Personne ne peut nier qu’au niveau: personnel, familial, travail, politique, commercial, financier, environnemental…, les conditions de vie se compliquent sur la forme et ne s’améliorent pas sur le fond : l’individualisme et le sectarisme sont partout. On prône la concurrence, la loi du plus fort, du plus beau, du plus fortuné….. Et tout cela conduit aux rivalités, à la violence, aux carnages partout dans le monde. Alors que les avancées considérables de la connaissance auraient dû apporter aide, réconfort, facilité de vie, partage des richesses produites… on assiste à une dérive conduisant à la haine, à l’élimination des plus faibles, des minorités de toutes sortes, par tous les moyens les plus insidieux et les plus sophistiqués.

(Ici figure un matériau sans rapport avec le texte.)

PR #959, opened 2026-05-23
Make the right panel follow the terminal, not the workspace

srid:
**Switching terminals no longer flips the right panel's active tab, code sub-mode, or selected file out from under the user.** The panel's state was a single global preference: opening a PR review in one terminal and a build log in another forced both into whichever was last set. Now the panel reads what each terminal was doing, restored on terminal switch.

### The cut

The right-panel state was split along its volatility seam — not "the right panel" as one concept, but two:

| Field | What the user sees | Scope |
|---|---|---|
| `collapsed` | Whether the panel is showing at all | **Global** (workspace chrome) |
| `size` | Horizontal width drag-handle | **Global** |
| `codeTabTreeSize` | Vertical split between file tree and diff/content | **Global** |
| `activeTab` | Inspector vs Code | **Per terminal** |
| `codeMode` | Code tab's local / branch / browse sub-mode | **Per terminal** |
| `selectedFileByMode` | Which file is highlighted in the tree | **Per terminal**, per-mode within terminal |

The three global fields stay on `preferences.rightPanel` unchanged. The three per-terminal fields move to a new `TerminalMetadata.rightPanel` field, end-to-end mirroring the existing `subPanel` pattern — server stores it in the persisted terminal record, client keeps an in-memory store keyed by terminal id with fire-and-forget reportToServer, session restore seeds via `seedPanel`.

### Mechanism

```
client useRightPanel ──┐
  (per-terminal store) │
                       ├─▶ client.terminal.setRightPanel ─▶ server setRightPanelState
  preferences.rightPanel│       (deep-equality gated)         (writes TerminalMetadata.rightPanel)
  (global chrome) ──────┘                                                  │
                                                                           ▼
                                                              survives session restore
```

`useRightPanel()` is parameterless — it resolves the active terminal from `useTerminalStore` internally. _Callers don't thread the terminal id; "the right panel" always means "the active terminal's right panel"._

CodeTab's `kolu-codetab-selected-files` localStorage path is retired; the new `selectedFileByMode` lives on the per-terminal record with per-mode keying preserved so flipping local↔branch↔browse within a terminal still restores each mode's last file.

### Bonus side-effects of the refactor

- **`RightPanelTabKind` dispatch is now compile-enforced end-to-end** — the body renderer iterates the kind tuple and uses `match(kind).exhaustive()`, so adding a new tab variant is a three-place change the compiler catches (previously the body renderer's pairwise `=== "inspector"` / `=== "code"` checks would have silently fallen through).
[...]

PR #1753, opened 2026-07-10
Right panel state follows the terminal (collapse is per-terminal now)

srid:
The right panel's expanded/collapsed bit was the last posture field still stuck on the global `preferences.rightPanel` — so collapsing it on one terminal collapsed it for every terminal, on every host. **`collapsed` now lives per-terminal** (on `TerminalMetadata.rightPanel`, alongside the tab / code-mode / selected-file that moved there at [#959](https://github.com/juspay/kolu/pull/959)), reported to the server and restored on reload exactly like the active tab. A PR-review terminal keeps its panel open while a build-log terminal keeps its closed; switching tiles (or hosts — terminals belong to hosts) restores each one's panel.

This completes #959's "make the right panel follow the terminal" — that PR moved the *content* fields per-terminal but deliberately left `collapsed` global.

### What moved, what stayed

| Field | Before | After |
| --- | --- | --- |
| `collapsed` (panel showing?) | global pref | **per-terminal** (follows the terminal) |
| `activeTab` / `codeMode` / selected file | per-terminal (since #959) | unchanged |
| panel **width** (`size`) | global pref | unchanged — viewer taste, stays global |
| Code-tab tree/content split (`codeTabTreeSize`) | global pref | unchanged — viewer taste, stays global |

Keeping width + split global was a deliberate call (confirmed with the requester): they're viewer density taste — tuned once and left put — and the codebase already codifies that split in `canvas/canvasBoundaryGuard.test.ts`.

### The new-terminal default

A fresh terminal seeds its `collapsed` from a top-level **`preferences.newTerminalCollapsed`** — a copy-on-create default (the same shape as `newTerminalTheme`), which the terminal then owns and overrides. The old global `rightPanel.collapsed` is **migrated forward** into it (`state.ts` 1.32.0 + `SCHEMA_VERSION` bump), so a user who kept their panel collapsed keeps that as their new-terminal default across the upgrade — no silent reset.

_(The seed started life on `rightPanel.collapsed`; the lens-debate relocated it to a top-level, honestly-named `newTerminalCollapsed` so it doesn't read as a live bit next to the live geometry.)_

### Wire compatibility — padi 2.0

Adding `collapsed` to terminal metadata + the `setRightPanel` RPC is not safe across padi version skew: an old padi would strip the field (collapse silently lost on reload), and an old client omitting it would clobber the whole record. Rather than degrade silently, the codex-debate **bumped `PADI_SURFACE_VERSION` 1.3 → 2.0**, so `isContractVersionCompatible` now fails fast on skew in both directions. padi ships in the same Nix closure as kolu (they always deploy together), so a version bump is operationally free and turns a silent-data-loss path into a loud one — the fail-fast rule.

### Errors surface

A rejected `setRightPanel` (or `setSubPanel`) means the optimistic per-terminal state isn't persisted and reverts on reload. The old global path showed a toast; the per-terminal path was `console.error`-only. Both per-terminal chrome-report chokepoints (`useRightPanel` **and** its twin `useSubPanel`, which was swallowing the failure entirely) now surface it with a deduplicating toast carrying the server message.

### Design philosophy

- **Fail-fast / no fallbacks** — no override knob added; the per-terminal value is the single source of truth after a terminal's first write, and the padi version gate rejects skew rather than degrading. `newTerminalCollapsed` is a copy-on-create *seed*, not a runtime fallback.
- **Reuse the source of truth** — rides the existing `chrome.setRightPanel` → `TerminalMetadata.rightPanel` channel and session-restore seeding the tab already uses. No new persistence mechanism.
- **Electricity boundaries** — no new domain-agnostic helper; a leaf change on existing per-terminal records.

### Reviewed by the /be gauntlet

Serial review on the live branch — each committed in turn:
- **lens-debate** (lowy ⇄ hickey) — relocated the seed off `rightPanel` to top-level `newTerminalCollapsed`.
- **codex-debate** (xhigh, 3 rounds) — padi 2.0 skew gate, error-surfacing toast, migration + legacy-record regression tests, comment sweep.
- **simplify** — surfaced sub-panel report failures (the `useSubPanel` twin).
- **code-police** — carry the old collapse preference forward on upgrade (+ a migration shape guard).

### Try it locally

```sh
nix run github:juspay/kolu/fatal-brow
```


srid:

✅ **Consensus** after 2 round(s) · lowy + hickey · base `ff1c0bd22e0e`

Independent findings: lowy=2, hickey=4

### Applied (3)
- `lowy-1` Retained `collapsed` on RightPanelPrefsSchema is a write-dead seed mismatched with its live siblings — commit `07371dfe7`
- `hickey-1` New-terminal collapsed default fragmented across a now-writerless preference and the static per-terminal default — (uncommitted)
- `hickey-2` Preference field and per-terminal field both named `collapsed` for two different concepts — (uncommitted)

### Agreed — no change (3)
- `lowy-2` collapsed seed reads through the live global on every un-written read instead of baking at create like the newTerminalTheme precedent it cites (packages/client/src/right-panel/useRightPanel.ts:170-175 (freshPerTerminalState); packages/client/src/terminal/useTerminalCrud.ts:190)
- `hickey-3` The resting collapsed default (false) is duplicated across three sites (packages/padi/src/chromeVocab.ts:120)
- `hickey-4` Per-terminal `collapsed` shelved under the global 'Workspace chrome' return group (packages/client/src/right-panel/useRightPanel.ts:266)

srid:
## Codex ⇄ Claude debate

✅ **Consensus** after 3 round(s) · codex reviewed at `xhigh` reasoning effort · base `ff1c0bd22e0e`

### Round 1

**codex** — approved: `false`

The core per-terminal persistence plumbing is mostly complete, but the change is not safe across padi version skew, silently hides failed collapse saves, and does not actually implement its stated copy-on-create seed semantics. Compatibility and migration claims also need direct tests, and several comments still describe the removed global preference model.

Findings:
- `F1` · major · open — The padi wire contract still advertises version 1.3 after adding `collapsed` to terminal metadata and `chrome.setRightPanel`. A new build therefore accepts an old 1.3 padi; that daemon strips the unknown field, making collapse appear locally successful but disappear after reload. (packages/padi/src/surface.ts:130)
- `F2` · major · open — `PadiSetRightPanelInputSchema` reuses the persisted-record schema whose `collapsed` field defaults to false. An older client accepted by the minor-version compatibility policy omits this field; the new padi then injects false and replaces the whole record, silently reopening the terminal whenever that client changes a tab or file. The deliberate default is correct for old persisted records, but it is unsafe at the live command boundary. (packages/padi/src/surface.ts:434)
- `F3` · major · open — Collapse now uses the optimistic per-terminal RPC path, whose rejection is only written to `console.error`. Previously `updatePreferences` displayed a toast. A failed save therefore looks successful to the user and silently reverts after reload, violating the project rule that caught errors must surface. (packages/client/src/right-panel/useRightPanel.ts:187)
- `F4` · minor · open — Despite the deliberate description, this is not copy-on-create state. Normal creation sends `rightPanel: undefined`, `activeState()` does not install a record, and `freshPerTerminalState()` rereads the preference until the terminal's first mutation. Thus changing the default after terminal creation changes an existing untouched terminal. The code's own comment at line 173 acknowledges this read-through behavior, unlike the genuinely creation-time `newTerminalTheme` seed. (packages/client/src/right-panel/useRightPanel.ts:229)
- `F5` · minor · open — The two compatibility seams introduced here are not directly tested: the 1.32 preference migration is untested, and the adoption sentinel only covers a new right-panel record with `collapsed` present rather than proving a legacy record defaults it to false. (packages/server/src/state.ts:499)
- `F6` · nit · open — Several comments invalidated by this change still describe the old global preference model. This feature references the removed `DEFAULT_PREFERENCES.rightPanel.collapsed`; `packages/client/src/commands.tsx:448` calls panel visibility global UI chrome; `packages/client/src/right-panel/RightPanelDrawer.tsx:9`, `useRightPanel.ts:211`, and `packages/tests/step_definitions/right_panel_steps.ts:358` still call the live collapsed state a preference. (packages/tests/features/right-panel.feature:4)


**claude** — Bumped the padi wire version for the added `collapsed` field, extracted + tested the 1.32 migration and a legacy-record schema test, swept the stale comments; disputed the presence-preserving-RPC, toast-on-collapse-fail, and copy-on-create findings as inconsistent with the record's established design.

- `F1` **fixed** — Real: adding `collapsed` to `RightPanelPerTerminalStateSchema` changes the padi wire contract (that schema rides BOTH the `terminals` metadata collection and the `chrome.setRightPanel` input), so a new client that depends on `collapsed` being persisted must refuse an older padi that silently strips it. Bumped `PADI_SURFACE_VERSION` `"1.3" → "1.4"` and rewrote its doc enumerating what 1.4 adds (`packages/padi/src/surface.ts:130`). The additive-minor gate now does exactly what codex asked: `isContractVersionCompatible("1.3","1.4") === false` (new client rejects old padi) while `("1.4","1.3") === true` (old client still speaks to a new padi). Updated the version assertions + added the new-gate assertions in `packages/padi/src/surface.test.ts:27` and the three daemon-`hello` assertions in `packages/padi/src/dial.test.ts:284,377,419`. (No `@kolu/surface*` ref-doc touched — `@kolu/padi` isn't in that table, and the version doc lives in the code.)

- `F2` **disputed** — The per-terminal `rightPanel` record is REPLACE-WHOLE by design, exactly like its sibling `subPanel` record (`packages/padi/src/terminals.ts:229` `m.rightPanel = state`). `collapsed` joined a record that ALREADY carries `activeTab`/`codeMode`/`selectedFileByMode` — and an old client that predates ANY of those (e.g. one without `selectedFileByMode`) clobbers them on a tab report in the identical way codex describes for `collapsed`. The codebase shipped those fields without a presence-preserving merge, so singling out `collapsed` for "absent means keep current" would make it the one odd field in its own record and complect the setter with a per-field merge semantic the fail-fast philosophy discourages. The honest cross-version mechanism is the VERSION GATE (F1's bump), which I did land: it stops the common new→old upgrade direction. The residual old→new clobber requires two DIFFERENT-version kolu clients driving the SAME terminal on the SAME padi (one new client having set `collapsed:true`, then an old client touching that terminal's tab) — narrow, and already the accepted semantic for the record's other client-reported fields. Fixing it for one field only would be inconsistent; fixing it for the whole record is a separate, pre-existing design question, not this PR's. `.default(false)` for persisted parsing (which codex agrees is correct) is retained.

- `F3` **disputed** — `reportToServer` (`useRightPanel.ts:187`) is the SHARED optimistic per-terminal report path that `activeTab`/`codeMode`/`selectedFileByMode` have used with `console.error` since #959 — collapse now correctly rides that exact path, which was the parent's stated intent ("restored on session restore exactly like the active tab"). Three reasons this is right, not a regression: (1) a padi-unreachable failure is ALREADY surfaced structurally by the host connection-health pip (`<HostStatusPip>` off `client.health().live`), so a per-report toast would be redundant; (2) on a downed padi every file-tree click / tab-toggle / collapse fails, so toasting per report spams one toast per interaction — precisely why the optimistic path logs instead; (3) the "caught error must not collapse to empty" rule targets a catch that fabricates a fake-success EMPTY/default STATE — here the optimistic state is PRESERVED and the failure is logged, nothing is hidden behind a synthesized default. Adding a toast belongs at the shared `reportToServer` chokepoint (touching `activeTab`/file too — a pre-existing, untouched path), not as a collapse-only special case that would re-introduce the exact inconsistency F2 warns against.

- `F4` **disputed** — codex's mechanic is correct (it IS read-through: `freshPerTerminalState()` at `useRightPanel.ts:172` rereads `preferences().newTerminalCollapsed` each call until the terminal's first write), and the code comment already says so honestly. But it is OBSERVATIONALLY identical to copy-on-create in production because there is NO runtime writer for `newTerminalCollapsed` (the author's deliberate decision #1) — the preference never changes, so "changing the default after creation" is unreachable. The `newTerminalTheme` comparison actually supports the read-through choice: theme is snapshot-at-create ONLY because it HAS a settings writer that would otherwise retroactively re-theme untouched terminals; `newTerminalCollapsed` has none, so threading a create-RPC seed + client-store install now is speculative plumbing for a writer that doesn't exist — the codebase's own "no override knobs / no speculative generality" bent argues against it. If/when a settings UI writer is added, THAT PR adds the snapshot-at-create (and the comment flags this).

- `F5` **fixed** — Agreed, a real test gap. Extracted the inline 1.32.0 migration into an exported pure `migratePreferences_1_32_0(current)` (`packages/server/src/state.ts:61`), mirroring `migratePreferences_1_30_0`, and called it from the ladder. Added three migration tests in `packages/server/src/state.test.ts` proving: newTerminalCollapsed is seeded, `rightPanel.collapsed` is stripped, geometry (`size`/`codeTabTreeSize`) is preserved, an unrelated preference (`colorScheme`) carries through, and a record with no `rightPanel` backfills the default geometry + top-level seed. Added `packages/padi/src/chromeVocab.test.ts` proving a LEGACY `rightPanel` record (no `collapsed`) parses back as `collapsed: false` via `.default(false)`, an explicit `collapsed:true` round-trips, and `DEFAULT_RIGHT_PANEL_PER_TERMINAL.collapsed === false`.

- `F6` **fixed** — Swept all five stale comments to distinguish the per-terminal persisted `collapsed` from the global panel geometry and the new-terminal default: `packages/tests/features/right-panel.feature:4` (now cites `DEFAULT_PREFERENCES.newTerminalCollapsed` + the per-terminal seed), `packages/client/src/commands.tsx:448` (dock visibility is global; the panel toggle flips the active terminal's per-terminal bit), `packages/client/src/right-panel/RightPanelDrawer.tsx:9` ("desktop chrome preference" → "desktop panel's per-terminal collapsed state"), `useRightPanel.ts` `hasTerminals` doc ("persisted collapsed preference" → "active terminal's collapsed state"), and `packages/tests/step_definitions/right_panel_steps.ts:358` ("collapsed preference" → "terminal's collapsed state").

Verification: `just check` (typecheck + biome) green; `kolu-server` (201 pass), `kolu-client` (672 pass), and the changed/new padi files `chromeVocab.test`/`surface.test`/`dial.test` (26 pass) all green. One PRE-EXISTING, environmental padi failure remains — `spawnInput.test.ts` "omits PADI_SOCKET when unknown" fails only because this shell has a live `PADI_SOCKET=/run/user/1000/padi-…/padi.sock` exported by the running `padi.service`, which the composer picks up; it does not touch any file I changed and fails identically on the base commit in this env.

commit: `6b28f5fb4110986780a772eb68cedcb60f23b1cd`


### Round 2

**codex** — approved: `false`

F1, F5, and F6 are correctly fixed, and I accept the rebuttal on F4 because the preference has no production writer. F2 and F3 remain open: version 1.4 still promises an old-client/new-padi combination that destructively resets the new field, and the shared mutation path still hides healthy-connection RPC failures from users.

Findings:
- `F1` · major · resolved — The padi wire contract needed a version bump so new clients reject older padis that cannot persist `collapsed`. (packages/padi/src/surface.ts:134)
- `F2` · major · open — Version 1.4 is described as additive and explicitly permits a 1.3 client to use a 1.4 padi, but an old whole-record write omits `collapsed`; the shared schema injects false and overwrites a persisted true value. That direction is therefore not actually backward-compatible. (packages/padi/src/surface.ts:438)
- `F3` · major · open — The shared optimistic mutation path still reports failures only through DevTools. Connection health does not cover application-level RPC failures such as validation or authorization errors while the transport remains healthy, so the UI can claim a saved state that will revert after reload. (packages/client/src/right-panel/useRightPanel.ts:187)
- `F4` · minor · resolved — The seed is read through until first mutation rather than physically captured at terminal creation. (packages/client/src/right-panel/useRightPanel.ts:229)
- `F5` · minor · resolved — The legacy schema default and 1.32 preference migration lacked direct regression coverage. (packages/server/src/state.test.ts:55)
- `F6` · nit · resolved — Comments still described the removed global collapsed preference model. (packages/tests/features/right-panel.feature:3)

_codex on the rebuttal:_ F2: I accept that singling out `collapsed` for merge semantics would be structurally inconsistent, but that supports a major version bump—not the claim that 1.4 is additive. The compatibility predicate deliberately admits 1.3 clients to 1.4 padis, where a valid old whole-record write resets persisted new state. Existing fields having had the same weakness is precedent, not evidence of compatibility. F3: I agree the fix belongs at the shared reporter rather than on collapse alone. The health pip only describes transport health; it cannot surface a rejected RPC on an otherwise healthy connection, and the repository explicitly requires terminal mutation catches to toast with the server message. Deduplication addresses the spam concern without hiding failures. F4: conceded. Since `newTerminalCollapsed` has no production writer, read-through and capture-at-create are observably equivalent today, and materializing extra state now would be speculative.


**claude** — Conceded both remaining findings: bumped the padi contract to a MAJOR 2.0 so the collapsed-clobber skew fails fast in both directions, and moved the shared per-terminal reporter onto a deduped `toast.error` per the repo's terminal-mutation rule.

- `F2` **fixed** — Conceded. The clincher is the codebase's OWN precedent: `PTY_HOST_CONTRACT_VERSION` 5.0 (`packages/kaval/src/ptyHostSurface.ts:85`) already codifies the exact rule codex is invoking — when a change's unsafe skew direction is old-client/new-daemon (the ONE direction `isContractVersionCompatible` waves through, since an old client accepts a newer-minor peer), a minor bump silently permits it and a MAJOR bump is required. `collapsed` rides the client-written whole-record REPLACE `chrome.setRightPanel` (`packages/padi/src/terminals.ts` `m.rightPanel = state`): an older client omitting `collapsed` has the shared schema's `.default(false)` fill it, then the replace clobbers a newer client's persisted `collapsed:true`. That is precisely the old-client/new-padi direction, so my round-1 "additive minor" framing was wrong — a minor bump waves the clobber through. Fixed: `PADI_SURFACE_VERSION` `"1.4" → "2.0"` with a rewritten version doc that names the direction and cites the ptyHost 5.0 parallel (`packages/padi/src/surface.ts:134`); a 2.0 major now makes `isContractVersionCompatible` reject ANY 1.x peer in BOTH directions (`("1.4","2.0")===false` new-padi-refuses-old-client, `("2.0","1.4")===false` old-client-refuses-new-padi), closing the clobber. Updated `surface.test.ts:27` (version + both-directions skew assertions), the three `hello.surfaceVersion` assertions + the newer-binder premise in `dial.test.ts` (bumped its hypothetical binder to 3.0), and converted the `assertPadiSurfaceCompatible` "older MINOR" test to `it.skipIf(minor === 0)` since a fresh major has no in-major older minor (an older padi is then a lower MAJOR, already covered). `just check` green; padi surface+dial 22 pass / 1 skip.

- `F3` **fixed** — Conceded. codex is right that the host connection-health pip reports TRANSPORT health only — it cannot surface an application-level RPC rejection (validation/authorization) on an otherwise-live padi, and the repo's own rule (`.claude/rules/toast-conventions.md` + `packages/client/src/AGENTS.md`: "terminal mutations … handle errors with `.catch((err: Error) => toast.error(...))`") mandates surfacing these. Replaced the `console.error` in the shared `reportToServer` chokepoint with `toast.error(\`Failed to save panel state: ${err.message}\`, { id: "right-panel-report-failed" })` (`packages/client/src/right-panel/useRightPanel.ts:187`). This is the shared reporter, so it covers collapse AND the pre-existing tab/codeMode/file writes consistently — the exact chokepoint codex asked for, not a collapse-only special case. The STABLE toast id answers my round-1 spam objection by construction: on a downed padi where every interaction's report fails, solid-sonner collapses them onto ONE toast instead of one-per-click. Added a regression test (`useRightPanel.test.ts`) mocking `solid-sonner` that rejects a `setRightPanel` and asserts exactly one `toast.error` with the stable id and the server message. Client right-panel 15 pass.

commit: `2d9228a9844a295d85752b91ff0fabd115c689da`


### Round 3

**codex** — approved: `true`

All six findings are resolved. The padi contract is now correctly breaking-versioned as 2.0, rejecting unsafe skew in both directions, and shared panel-state RPC failures surface through a deduplicated user-visible toast with regression coverage. The prior migration, compatibility-test, and documentation fixes remain intact.

Findings:
- `F1` · major · resolved — The padi contract needed to reject older padis that cannot persist `collapsed`. (packages/padi/src/surface.ts:150)
- `F2` · major · resolved — A minor version allowed old clients to overwrite the new whole-record field through an otherwise accepted old-client/new-padi skew. (packages/padi/src/surface.ts:150)
- `F3` · major · resolved — Panel-state RPC failures were visible only in DevTools and could silently revert after reload. (packages/client/src/right-panel/useRightPanel.ts:209)
- `F4` · minor · resolved — The default is read through until first mutation rather than physically captured at terminal creation. (packages/client/src/right-panel/useRightPanel.ts:241)
- `F5` · minor · resolved — The legacy schema default and 1.32 preference migration lacked direct regression coverage. (packages/server/src/state.test.ts:55)
- `F6` · nit · resolved — Comments still described the removed global collapsed-preference model. (packages/tests/features/right-panel.feature:3)

_codex on the rebuttal:_ F2: resolved. The 2.0 major bump preserves replace-whole semantics while making both unsafe skew directions fail fast; the updated compatibility tests verify this explicitly. F3: resolved. The shared toast covers collapse, tab, mode, and file writes consistently, includes the server message, and uses a stable ID to prevent repeated failures from producing toast spam.

srid:

**Scope:** `git diff 52e23274a...HEAD` — right-panel per-terminal collapse + its state migration. Pass 3 (elegance) skipped (`--no-elegance`; `/simplify` already ran this gauntlet).

| Pass | Finding | Disposition |
| --- | --- | --- |
| Fact-check | **Confirmed** — `migratePreferences_1_32_0` silently discarded the user's prior global `rightPanel.collapsed` instead of relocating it: a user who kept their panel collapsed had it reset to open on upgrade. | **Fixed** in `f767ae7d1` — carry the old value into `newTerminalCollapsed` (mirrors `migratePreferences_1_30_0`); the test that pinned the loss now asserts the carry-forward. |
| Rules | `migration-shape-guard` (plausible) — the migration cast `current.rightPanel` to a record and destructured it with no shape guard. | **Fixed** in `f767ae7d1` — `typeof rp === "object" && rp !== null` guard before trusting it. |

Pass 1's full rule checklist was otherwise clean — notably `caught-error-must-not-collapse-to-empty` passed (both `reportToServer` catches now surface via toast, after the `/simplify` altitude fix gave `useSubPanel` the same treatment).

srid:
## Evidence

Each terminal remembers its own right-panel collapse state as you switch between them: toggling the panel open on terminal 1, creating terminal 2 (which starts collapsed), then switching back and forth shows terminal 1 stays expanded and terminal 2 stays collapsed.



▶ HD: https://juspay.github.io/video-evidence/evidence.html?repo=juspay/kolu&v=right-panel-per-terminal.mp4

srid:

The **x86_64-linux** lane ran on **`kolu-ci-3`** (`dev-x86-64-linux-08`) — commit `f767ae7d1`, **failed** ✗

- **Lane wall** (pipeline): **4m39s**

| recipe | duration | |
|---|--:|:--|
| `ci::e2e` | 4m10s | ✗ (exit 1) |
| `ci::home-manager` | 2m30s | ✓ |
| `ci::unit` | 1m33s | ✓ |
| `ci::smoke` | 1m5s | ✓ |
| `ci::nix` | 59s | ✓ |
| `ci::pnpm-hash-fresh` | 48s | ✓ |
| `ci::flake-check` | 47s | ✓ |
| `ci::biome` | 35s | ✓ |
| `ci::fmt` | 34s | ✓ |
| `_ci-setup` | 14s | ✓ |
| `ci::install` | 14s | ✓ |

### Pool status (8 boxes)

| box | location | state |
|---|---|---|
| `kolu-ci-1` | dev-x86-64-linux-03 | 🔒 leased |

<sub>Posted by `ci/pu/report.sh`. Lane timings from `.ci/f767ae7/timings.jsonl`; pool state is a live `flock` probe.</sub>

Des responsables ? Ils sont nombreux et variés, mais finalement ils se rejoignent car, de près ou de loin, tout se tient.
Parmi eux, on n’évoque jamais, par exemple, l’importance jouée par les grandes écoles de commerce et de la finance.
La lecture de l’expérience vécue par Florence Noiville dans la prestigieuse école qu’est H.E.C., de l’enseignement et de la formation reçus, de ses premières années professionnelles, m’amène, comme elle, à me demander si toutes ces écoles de management réparties dans le monde entier, celles qui ont formé et forment encore les élites de la finance et du commerce international, n’ont pas été une cause non négligeable des catastrophes économiques et financières qui minent maintenant la planète entière. Ces élites sont en effet, en ce moment, à la tête des grandes structures décisionnelles et opérationnelles.
Non seulement elles ont été incapables de prévoir que l’économie libérale sans garde-fous menait à un monde qui déraille complètement, mais elles continuent à engranger des jeunes générations de matière grise qui, bien formatées et sûres d’elles, nous mènent à un désastre humaniste et humanitaire.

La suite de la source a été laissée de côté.